**PROBLEM DESCRIPTION**: An exact retyping of every record is required.
─── RECORD EXCERPTS
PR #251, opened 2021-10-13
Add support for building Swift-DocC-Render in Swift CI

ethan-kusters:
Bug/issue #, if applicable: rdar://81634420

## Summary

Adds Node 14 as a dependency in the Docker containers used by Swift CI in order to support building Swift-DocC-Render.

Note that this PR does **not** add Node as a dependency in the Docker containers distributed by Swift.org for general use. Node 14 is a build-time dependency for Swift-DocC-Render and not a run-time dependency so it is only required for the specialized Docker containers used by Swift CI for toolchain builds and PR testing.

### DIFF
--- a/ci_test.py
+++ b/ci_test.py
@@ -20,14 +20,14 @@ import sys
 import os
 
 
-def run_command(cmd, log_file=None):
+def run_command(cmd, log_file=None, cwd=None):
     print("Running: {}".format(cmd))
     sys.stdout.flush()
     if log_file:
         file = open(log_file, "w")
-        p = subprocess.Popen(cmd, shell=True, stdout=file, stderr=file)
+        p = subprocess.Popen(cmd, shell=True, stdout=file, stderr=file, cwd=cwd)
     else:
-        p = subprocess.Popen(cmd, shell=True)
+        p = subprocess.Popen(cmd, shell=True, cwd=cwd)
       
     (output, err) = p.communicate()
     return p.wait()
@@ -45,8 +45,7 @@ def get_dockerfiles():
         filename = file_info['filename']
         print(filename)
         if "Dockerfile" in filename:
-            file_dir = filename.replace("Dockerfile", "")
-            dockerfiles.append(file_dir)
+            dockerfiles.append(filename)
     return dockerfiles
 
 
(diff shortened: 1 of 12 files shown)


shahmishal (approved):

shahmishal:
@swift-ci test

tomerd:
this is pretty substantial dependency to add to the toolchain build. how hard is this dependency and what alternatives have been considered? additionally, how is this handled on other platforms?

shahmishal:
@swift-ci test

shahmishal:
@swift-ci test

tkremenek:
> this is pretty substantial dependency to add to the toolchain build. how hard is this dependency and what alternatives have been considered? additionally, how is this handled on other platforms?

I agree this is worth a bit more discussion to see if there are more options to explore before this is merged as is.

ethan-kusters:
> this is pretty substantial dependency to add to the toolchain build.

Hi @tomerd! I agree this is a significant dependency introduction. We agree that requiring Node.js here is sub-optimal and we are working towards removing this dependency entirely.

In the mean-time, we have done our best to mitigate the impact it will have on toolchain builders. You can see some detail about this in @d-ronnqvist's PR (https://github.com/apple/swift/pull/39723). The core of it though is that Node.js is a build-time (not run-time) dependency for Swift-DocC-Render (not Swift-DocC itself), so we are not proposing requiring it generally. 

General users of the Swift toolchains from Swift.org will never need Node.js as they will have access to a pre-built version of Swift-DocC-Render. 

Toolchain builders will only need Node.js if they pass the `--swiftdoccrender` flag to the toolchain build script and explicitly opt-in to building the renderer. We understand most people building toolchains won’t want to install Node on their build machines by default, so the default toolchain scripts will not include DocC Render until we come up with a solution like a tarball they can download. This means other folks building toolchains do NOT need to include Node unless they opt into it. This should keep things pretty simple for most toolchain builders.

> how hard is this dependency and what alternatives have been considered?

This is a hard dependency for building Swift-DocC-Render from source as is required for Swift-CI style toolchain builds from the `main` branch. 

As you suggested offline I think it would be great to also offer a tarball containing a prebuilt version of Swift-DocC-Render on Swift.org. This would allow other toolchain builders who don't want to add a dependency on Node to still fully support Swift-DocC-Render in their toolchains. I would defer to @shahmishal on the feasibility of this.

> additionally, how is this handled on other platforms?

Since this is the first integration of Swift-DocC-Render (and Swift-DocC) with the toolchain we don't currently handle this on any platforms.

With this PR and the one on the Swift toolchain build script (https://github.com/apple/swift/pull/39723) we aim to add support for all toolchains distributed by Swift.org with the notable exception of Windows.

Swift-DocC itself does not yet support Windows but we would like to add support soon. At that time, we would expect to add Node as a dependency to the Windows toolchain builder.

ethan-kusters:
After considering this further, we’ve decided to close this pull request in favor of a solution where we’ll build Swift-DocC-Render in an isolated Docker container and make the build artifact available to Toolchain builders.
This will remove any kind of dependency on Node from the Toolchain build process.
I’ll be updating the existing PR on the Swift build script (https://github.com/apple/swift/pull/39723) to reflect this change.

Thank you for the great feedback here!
──────
**RESULT OF THE EXERCISE**:
PR #251, opened 2021-10-13
Add support for building Swift-DocC-Render in Swift CI

ethan-kusters:
Bug/issue #, if applicable: rdar://81634420

## Summary

Adds Node 14 as a dependency in the Docker containers used by Swift CI in order to support building Swift-DocC-Render.

Note that this PR does **not** add Node as a dependency in the Docker containers distributed by Swift.org for general use. Node 14 is a build-time dependency for Swift-DocC-Render and not a run-time dependency so it is only required for the specialized Docker containers used by Swift CI for toolchain builds and PR testing.

### DIFF
--- a/ci_test.py
+++ b/ci_test.py
@@ -20,14 +20,14 @@ import sys
 import os
 
 
-def run_command(cmd, log_file=None):
+def run_command(cmd, log_file=None, cwd=None):
     print("Running: {}".format(cmd))
     sys.stdout.flush()
     if log_file:
         file = open(log_file, "w")
-        p = subprocess.Popen(cmd, shell=True, stdout=file, stderr=file)
+        p = subprocess.Popen(cmd, shell=True, stdout=file, stderr=file, cwd=cwd)
     else:
-        p = subprocess.Popen(cmd, shell=True)
+        p = subprocess.Popen(cmd, shell=True, cwd=cwd)
       
     (output, err) = p.communicate()
     return p.wait()
@@ -45,8 +45,7 @@ def get_dockerfiles():
         filename = file_info['filename']
         print(filename)
         if "Dockerfile" in filename:
-            file_dir = filename.replace("Dockerfile", "")
-            dockerfiles.append(file_dir)
+            dockerfiles.append(filename)
     return dockerfiles
 
 
(diff shortened: 1 of 12 files shown)


shahmishal (approved):

shahmishal:
@swift-ci test

tomerd:
this is pretty substantial dependency to add to the toolchain build. how hard is this dependency and what alternatives have been considered? additionally, how is this handled on other platforms?

shahmishal:
@swift-ci test

shahmishal:
@swift-ci test

tkremenek:
> this is pretty substantial dependency to add to the toolchain build. how hard is this dependency and what alternatives have been considered? additionally, how is this handled on other platforms?

I agree this is worth a bit more discussion to see if there are more options to explore before this is merged as is.

ethan-kusters:
> this is pretty substantial dependency to add to the toolchain build.

Hi @tomerd! I agree this is a significant dependency introduction. We agree that requiring Node.js here is sub-optimal and we are working towards removing this dependency entirely.

In the mean-time, we have done our best to mitigate the impact it will have on toolchain builders. You can see some detail about this in @d-ronnqvist's PR (https://github.com/apple/swift/pull/39723). The core of it though is that Node.js is a build-time (not run-time) dependency for Swift-DocC-Render (not Swift-DocC itself), so we are not proposing requiring it generally. 

General users of the Swift toolchains from Swift.org will never need Node.js as they will have access to a pre-built version of Swift-DocC-Render. 

Toolchain builders will only need Node.js if they pass the `--swiftdoccrender` flag to the toolchain build script and explicitly opt-in to building the renderer. We understand most people building toolchains won’t want to install Node on their build machines by default, so the default toolchain scripts will not include DocC Render until we come up with a solution like a tarball they can download. This means other folks building toolchains do NOT need to include Node unless they opt into it. This should keep things pretty simple for most toolchain builders.

> how hard is this dependency and what alternatives have been considered?

This is a hard dependency for building Swift-DocC-Render from source as is required for Swift-CI style toolchain builds from the `main` branch. 

As you suggested offline I think it would be great to also offer a tarball containing a prebuilt version of Swift-DocC-Render on Swift.org. This would allow other toolchain builders who don't want to add a dependency on Node to still fully support Swift-DocC-Render in their toolchains. I would defer to @shahmishal on the feasibility of this.

> additionally, how is this handled on other platforms?

Since this is the first integration of Swift-DocC-Render (and Swift-DocC) with the toolchain we don't currently handle this on any platforms.

With this PR and the one on the Swift toolchain build script (https://github.com/apple/swift/pull/39723) we aim to add support for all toolchains distributed by Swift.org with the notable exception of Windows.

Swift-DocC itself does not yet support Windows but we would like to add support soon. At that time, we would expect to add Node as a dependency to the Windows toolchain builder.

ethan-kusters:
After considering this further, we’ve decided to close this pull request in favor of a solution where we’ll build Swift-DocC-Render in an isolated Docker container and make the build artifact available to Toolchain builders.
This will remove any kind of dependency on Node from the Toolchain build process.
I’ll be updating the existing PR on the Swift build script (https://github.com/apple/swift/pull/39723) to reflect this change.

Thank you for the great feedback here!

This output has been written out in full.